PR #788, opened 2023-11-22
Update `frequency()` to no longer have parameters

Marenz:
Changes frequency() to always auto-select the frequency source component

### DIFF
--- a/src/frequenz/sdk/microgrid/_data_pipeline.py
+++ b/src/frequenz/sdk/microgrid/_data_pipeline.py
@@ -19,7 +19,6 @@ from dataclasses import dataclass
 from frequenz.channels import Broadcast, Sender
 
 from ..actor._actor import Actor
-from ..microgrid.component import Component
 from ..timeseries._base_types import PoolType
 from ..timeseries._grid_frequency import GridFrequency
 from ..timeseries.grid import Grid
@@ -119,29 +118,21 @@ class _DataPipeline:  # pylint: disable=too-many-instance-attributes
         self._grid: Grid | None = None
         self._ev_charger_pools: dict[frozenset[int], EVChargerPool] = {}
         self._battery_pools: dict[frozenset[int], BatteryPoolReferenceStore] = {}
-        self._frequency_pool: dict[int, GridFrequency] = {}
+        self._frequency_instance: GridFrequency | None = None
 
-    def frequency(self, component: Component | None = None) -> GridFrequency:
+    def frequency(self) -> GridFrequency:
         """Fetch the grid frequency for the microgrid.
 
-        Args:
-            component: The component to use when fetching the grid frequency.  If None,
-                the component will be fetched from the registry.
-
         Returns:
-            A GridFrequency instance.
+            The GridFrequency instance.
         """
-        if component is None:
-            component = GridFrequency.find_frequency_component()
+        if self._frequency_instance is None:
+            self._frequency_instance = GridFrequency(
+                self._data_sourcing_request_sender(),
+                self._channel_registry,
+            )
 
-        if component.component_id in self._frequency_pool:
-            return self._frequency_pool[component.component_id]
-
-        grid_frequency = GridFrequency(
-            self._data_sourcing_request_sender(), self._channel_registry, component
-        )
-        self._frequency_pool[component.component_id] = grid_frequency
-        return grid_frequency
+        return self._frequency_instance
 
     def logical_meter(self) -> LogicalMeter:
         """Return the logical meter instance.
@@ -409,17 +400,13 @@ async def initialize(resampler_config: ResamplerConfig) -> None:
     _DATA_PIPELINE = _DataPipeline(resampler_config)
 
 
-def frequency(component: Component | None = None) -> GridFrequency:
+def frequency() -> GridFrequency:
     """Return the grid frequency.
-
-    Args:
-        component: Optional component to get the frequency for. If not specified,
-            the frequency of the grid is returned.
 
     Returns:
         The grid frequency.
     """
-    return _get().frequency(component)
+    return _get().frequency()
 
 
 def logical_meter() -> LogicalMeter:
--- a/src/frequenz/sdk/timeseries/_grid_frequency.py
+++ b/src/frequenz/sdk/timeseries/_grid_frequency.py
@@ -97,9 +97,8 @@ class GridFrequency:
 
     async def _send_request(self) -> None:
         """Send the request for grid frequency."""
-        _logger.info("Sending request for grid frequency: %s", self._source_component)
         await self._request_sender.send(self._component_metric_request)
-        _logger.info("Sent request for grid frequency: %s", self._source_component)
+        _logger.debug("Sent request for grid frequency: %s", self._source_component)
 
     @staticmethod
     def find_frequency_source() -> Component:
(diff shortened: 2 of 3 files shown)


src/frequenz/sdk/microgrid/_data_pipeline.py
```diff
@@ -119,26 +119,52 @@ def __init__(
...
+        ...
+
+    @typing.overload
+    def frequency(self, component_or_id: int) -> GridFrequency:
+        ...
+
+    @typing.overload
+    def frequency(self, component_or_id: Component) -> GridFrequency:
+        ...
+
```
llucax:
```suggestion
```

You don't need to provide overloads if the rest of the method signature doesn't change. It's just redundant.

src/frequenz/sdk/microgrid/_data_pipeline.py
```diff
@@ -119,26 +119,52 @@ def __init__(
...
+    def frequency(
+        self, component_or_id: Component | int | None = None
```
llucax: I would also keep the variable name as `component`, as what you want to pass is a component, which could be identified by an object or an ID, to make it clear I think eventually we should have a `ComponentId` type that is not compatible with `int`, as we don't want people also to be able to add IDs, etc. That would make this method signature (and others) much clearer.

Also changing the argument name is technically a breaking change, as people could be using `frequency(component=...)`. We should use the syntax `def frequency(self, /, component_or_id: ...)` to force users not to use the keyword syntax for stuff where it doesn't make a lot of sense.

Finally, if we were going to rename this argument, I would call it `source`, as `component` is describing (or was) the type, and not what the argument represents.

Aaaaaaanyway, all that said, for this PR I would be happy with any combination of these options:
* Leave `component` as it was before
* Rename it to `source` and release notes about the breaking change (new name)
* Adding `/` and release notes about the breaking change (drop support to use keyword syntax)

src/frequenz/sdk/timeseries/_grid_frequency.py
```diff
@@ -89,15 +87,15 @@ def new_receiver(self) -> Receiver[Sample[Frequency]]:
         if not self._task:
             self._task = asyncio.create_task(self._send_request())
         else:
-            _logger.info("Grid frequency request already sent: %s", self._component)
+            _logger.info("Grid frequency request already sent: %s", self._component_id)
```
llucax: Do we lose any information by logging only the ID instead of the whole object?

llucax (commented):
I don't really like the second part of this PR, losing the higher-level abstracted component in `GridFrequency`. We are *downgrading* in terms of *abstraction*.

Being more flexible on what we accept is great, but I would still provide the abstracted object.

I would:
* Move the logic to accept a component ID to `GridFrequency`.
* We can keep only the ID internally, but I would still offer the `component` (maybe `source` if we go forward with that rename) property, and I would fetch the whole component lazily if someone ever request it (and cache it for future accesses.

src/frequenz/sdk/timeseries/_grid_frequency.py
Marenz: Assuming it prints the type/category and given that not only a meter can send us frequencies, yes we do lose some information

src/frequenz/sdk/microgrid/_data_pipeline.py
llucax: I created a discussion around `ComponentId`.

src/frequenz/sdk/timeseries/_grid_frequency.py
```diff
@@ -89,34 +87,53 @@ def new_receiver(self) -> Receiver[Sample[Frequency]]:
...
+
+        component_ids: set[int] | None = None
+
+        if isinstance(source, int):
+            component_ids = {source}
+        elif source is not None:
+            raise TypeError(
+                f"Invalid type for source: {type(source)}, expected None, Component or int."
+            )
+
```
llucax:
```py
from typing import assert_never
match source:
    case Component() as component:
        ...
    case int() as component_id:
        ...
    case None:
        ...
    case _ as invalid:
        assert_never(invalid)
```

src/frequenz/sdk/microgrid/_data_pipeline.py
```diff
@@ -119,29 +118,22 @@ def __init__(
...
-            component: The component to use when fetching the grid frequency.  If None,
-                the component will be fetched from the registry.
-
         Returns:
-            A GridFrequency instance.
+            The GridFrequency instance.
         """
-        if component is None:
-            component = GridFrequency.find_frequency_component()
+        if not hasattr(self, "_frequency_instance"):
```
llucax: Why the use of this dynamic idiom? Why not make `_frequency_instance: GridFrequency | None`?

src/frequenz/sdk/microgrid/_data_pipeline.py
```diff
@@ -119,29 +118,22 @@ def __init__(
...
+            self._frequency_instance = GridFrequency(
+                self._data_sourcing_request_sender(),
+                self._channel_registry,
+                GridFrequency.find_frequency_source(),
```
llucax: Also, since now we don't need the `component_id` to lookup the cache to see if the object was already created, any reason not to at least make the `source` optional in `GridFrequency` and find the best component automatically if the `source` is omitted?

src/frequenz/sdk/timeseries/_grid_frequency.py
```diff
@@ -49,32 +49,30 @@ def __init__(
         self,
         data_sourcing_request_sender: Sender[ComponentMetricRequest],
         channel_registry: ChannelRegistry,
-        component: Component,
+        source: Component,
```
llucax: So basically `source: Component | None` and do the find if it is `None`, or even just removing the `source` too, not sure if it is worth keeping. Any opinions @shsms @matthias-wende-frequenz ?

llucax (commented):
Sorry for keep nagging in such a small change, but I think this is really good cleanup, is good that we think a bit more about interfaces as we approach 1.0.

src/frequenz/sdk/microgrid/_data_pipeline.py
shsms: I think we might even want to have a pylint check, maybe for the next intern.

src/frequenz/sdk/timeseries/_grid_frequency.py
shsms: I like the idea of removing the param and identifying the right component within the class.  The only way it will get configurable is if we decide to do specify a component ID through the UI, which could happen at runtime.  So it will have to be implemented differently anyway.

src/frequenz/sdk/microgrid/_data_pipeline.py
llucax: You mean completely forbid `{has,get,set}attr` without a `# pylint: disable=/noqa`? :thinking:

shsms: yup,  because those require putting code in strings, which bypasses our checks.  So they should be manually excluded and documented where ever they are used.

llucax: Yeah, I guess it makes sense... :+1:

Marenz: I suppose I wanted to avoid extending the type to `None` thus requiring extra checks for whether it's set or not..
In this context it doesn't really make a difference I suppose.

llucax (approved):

- - - -

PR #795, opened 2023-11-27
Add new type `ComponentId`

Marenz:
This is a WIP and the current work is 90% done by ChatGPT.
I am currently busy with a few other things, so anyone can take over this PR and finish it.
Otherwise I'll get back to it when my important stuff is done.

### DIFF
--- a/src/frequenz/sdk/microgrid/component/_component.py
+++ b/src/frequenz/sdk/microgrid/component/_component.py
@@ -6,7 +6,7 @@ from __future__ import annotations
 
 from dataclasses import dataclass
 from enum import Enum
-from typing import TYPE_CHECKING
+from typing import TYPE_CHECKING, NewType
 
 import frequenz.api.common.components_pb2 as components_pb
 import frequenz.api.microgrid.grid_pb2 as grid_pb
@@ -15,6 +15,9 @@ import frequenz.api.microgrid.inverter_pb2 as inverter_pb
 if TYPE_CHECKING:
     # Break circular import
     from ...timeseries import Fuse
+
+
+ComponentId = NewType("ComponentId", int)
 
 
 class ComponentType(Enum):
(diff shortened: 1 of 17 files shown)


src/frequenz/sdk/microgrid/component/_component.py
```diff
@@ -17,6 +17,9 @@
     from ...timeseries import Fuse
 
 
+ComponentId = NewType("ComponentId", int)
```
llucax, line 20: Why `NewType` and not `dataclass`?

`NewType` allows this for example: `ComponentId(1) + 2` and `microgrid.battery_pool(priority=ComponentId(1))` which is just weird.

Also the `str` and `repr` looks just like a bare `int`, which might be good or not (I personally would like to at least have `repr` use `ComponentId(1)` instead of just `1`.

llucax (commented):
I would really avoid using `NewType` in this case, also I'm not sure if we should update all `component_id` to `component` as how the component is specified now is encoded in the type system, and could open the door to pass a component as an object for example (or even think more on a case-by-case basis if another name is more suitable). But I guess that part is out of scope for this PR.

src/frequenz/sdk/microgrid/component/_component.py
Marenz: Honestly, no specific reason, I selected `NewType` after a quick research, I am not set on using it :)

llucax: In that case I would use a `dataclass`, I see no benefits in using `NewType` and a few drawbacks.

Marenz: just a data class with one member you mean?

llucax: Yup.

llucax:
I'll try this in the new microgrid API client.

- - - -

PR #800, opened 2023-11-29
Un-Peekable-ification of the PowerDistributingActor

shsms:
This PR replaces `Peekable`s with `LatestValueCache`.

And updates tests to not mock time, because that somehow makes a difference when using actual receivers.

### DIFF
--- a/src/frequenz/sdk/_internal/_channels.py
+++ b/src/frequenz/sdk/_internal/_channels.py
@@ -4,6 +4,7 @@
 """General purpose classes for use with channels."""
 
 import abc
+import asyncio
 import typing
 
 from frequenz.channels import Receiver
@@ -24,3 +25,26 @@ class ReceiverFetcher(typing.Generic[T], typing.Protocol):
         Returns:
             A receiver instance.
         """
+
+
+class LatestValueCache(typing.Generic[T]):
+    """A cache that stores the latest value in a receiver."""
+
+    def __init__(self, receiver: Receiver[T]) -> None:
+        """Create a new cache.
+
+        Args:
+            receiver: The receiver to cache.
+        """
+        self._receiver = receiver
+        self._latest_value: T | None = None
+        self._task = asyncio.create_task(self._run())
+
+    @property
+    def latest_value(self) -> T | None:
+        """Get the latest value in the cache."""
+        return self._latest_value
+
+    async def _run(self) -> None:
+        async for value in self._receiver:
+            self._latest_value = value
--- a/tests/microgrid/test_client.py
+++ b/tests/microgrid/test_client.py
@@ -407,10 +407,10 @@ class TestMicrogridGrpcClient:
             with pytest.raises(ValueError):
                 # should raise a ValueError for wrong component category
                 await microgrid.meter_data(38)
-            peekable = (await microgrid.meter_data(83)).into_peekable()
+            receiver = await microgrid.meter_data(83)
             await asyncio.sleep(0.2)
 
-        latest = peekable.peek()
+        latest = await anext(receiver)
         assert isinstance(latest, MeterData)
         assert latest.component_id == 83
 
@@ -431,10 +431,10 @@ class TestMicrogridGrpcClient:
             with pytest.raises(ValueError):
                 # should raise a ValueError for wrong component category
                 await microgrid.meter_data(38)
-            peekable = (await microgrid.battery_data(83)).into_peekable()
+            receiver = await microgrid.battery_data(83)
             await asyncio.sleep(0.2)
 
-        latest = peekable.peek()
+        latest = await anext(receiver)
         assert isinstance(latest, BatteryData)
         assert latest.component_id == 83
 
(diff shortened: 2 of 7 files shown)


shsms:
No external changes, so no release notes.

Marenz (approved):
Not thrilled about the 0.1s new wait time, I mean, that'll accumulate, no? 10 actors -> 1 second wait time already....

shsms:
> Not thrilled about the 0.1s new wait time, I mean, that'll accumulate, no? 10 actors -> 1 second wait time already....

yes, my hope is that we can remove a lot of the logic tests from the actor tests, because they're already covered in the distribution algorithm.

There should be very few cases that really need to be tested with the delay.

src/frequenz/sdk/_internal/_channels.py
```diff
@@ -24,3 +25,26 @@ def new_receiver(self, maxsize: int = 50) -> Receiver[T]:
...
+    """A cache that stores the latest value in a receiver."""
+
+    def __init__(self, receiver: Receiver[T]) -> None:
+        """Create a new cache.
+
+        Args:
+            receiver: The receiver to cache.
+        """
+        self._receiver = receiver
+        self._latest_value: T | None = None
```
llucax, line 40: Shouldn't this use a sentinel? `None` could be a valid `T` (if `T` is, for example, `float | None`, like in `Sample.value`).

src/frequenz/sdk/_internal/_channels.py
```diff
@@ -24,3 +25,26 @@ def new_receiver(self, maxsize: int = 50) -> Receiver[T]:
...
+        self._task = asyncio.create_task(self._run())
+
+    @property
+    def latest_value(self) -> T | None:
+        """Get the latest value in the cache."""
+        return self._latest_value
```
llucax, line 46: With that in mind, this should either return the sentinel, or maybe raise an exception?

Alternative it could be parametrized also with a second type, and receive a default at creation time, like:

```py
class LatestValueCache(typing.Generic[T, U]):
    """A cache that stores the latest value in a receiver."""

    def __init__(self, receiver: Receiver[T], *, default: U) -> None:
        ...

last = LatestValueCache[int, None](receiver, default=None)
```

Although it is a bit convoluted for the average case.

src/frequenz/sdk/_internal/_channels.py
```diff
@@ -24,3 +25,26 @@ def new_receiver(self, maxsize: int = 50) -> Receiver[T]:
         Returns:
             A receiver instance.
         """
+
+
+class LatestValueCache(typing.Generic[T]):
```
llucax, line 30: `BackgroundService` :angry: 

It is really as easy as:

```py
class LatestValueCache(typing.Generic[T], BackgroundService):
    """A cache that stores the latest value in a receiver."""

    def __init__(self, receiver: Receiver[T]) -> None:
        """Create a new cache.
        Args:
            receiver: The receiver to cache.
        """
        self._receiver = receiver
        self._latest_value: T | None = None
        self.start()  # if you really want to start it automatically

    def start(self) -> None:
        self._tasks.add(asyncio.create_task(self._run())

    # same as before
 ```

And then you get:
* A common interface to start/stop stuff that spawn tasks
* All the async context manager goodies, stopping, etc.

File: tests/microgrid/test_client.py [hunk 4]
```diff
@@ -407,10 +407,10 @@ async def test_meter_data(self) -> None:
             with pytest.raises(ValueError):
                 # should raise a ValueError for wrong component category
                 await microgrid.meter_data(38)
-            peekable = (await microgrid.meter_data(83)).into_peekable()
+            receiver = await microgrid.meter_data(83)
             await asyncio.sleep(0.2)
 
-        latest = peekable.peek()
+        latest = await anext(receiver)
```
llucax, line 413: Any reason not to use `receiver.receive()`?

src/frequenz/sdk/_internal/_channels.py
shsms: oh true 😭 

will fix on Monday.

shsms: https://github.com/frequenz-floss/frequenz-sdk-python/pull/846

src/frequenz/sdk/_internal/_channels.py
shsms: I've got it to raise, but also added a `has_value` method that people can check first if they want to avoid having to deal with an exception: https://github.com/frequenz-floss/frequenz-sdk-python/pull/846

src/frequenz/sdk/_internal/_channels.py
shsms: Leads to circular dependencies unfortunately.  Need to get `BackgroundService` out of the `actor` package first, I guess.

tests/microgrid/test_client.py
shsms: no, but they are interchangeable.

- - - -

# About this task:
In the listing above, the lines from the one containing "PR #788, opened 2023-11-22" through the one containing "def frequency(self) ->" must be set down exactly, with no other lines.

# Your solution:
PR #788, opened 2023-11-22
Update `frequency()` to no longer have parameters

Marenz:
Changes frequency() to always auto-select the frequency source component

### DIFF
--- a/src/frequenz/sdk/microgrid/_data_pipeline.py
+++ b/src/frequenz/sdk/microgrid/_data_pipeline.py
@@ -19,7 +19,6 @@ from dataclasses import dataclass
 from frequenz.channels import Broadcast, Sender
 
 from ..actor._actor import Actor
-from ..microgrid.component import Component
 from ..timeseries._base_types import PoolType
 from ..timeseries._grid_frequency import GridFrequency
 from ..timeseries.grid import Grid
@@ -119,29 +118,21 @@ class _DataPipeline:  # pylint: disable=too-many-instance-attributes
         self._grid: Grid | None = None
         self._ev_charger_pools: dict[frozenset[int], EVChargerPool] = {}
         self._battery_pools: dict[frozenset[int], BatteryPoolReferenceStore] = {}
-        self._frequency_pool: dict[int, GridFrequency] = {}
+        self._frequency_instance: GridFrequency | None = None
 
-    def frequency(self, component: Component | None = None) -> GridFrequency:
+    def frequency(self) -> GridFrequency:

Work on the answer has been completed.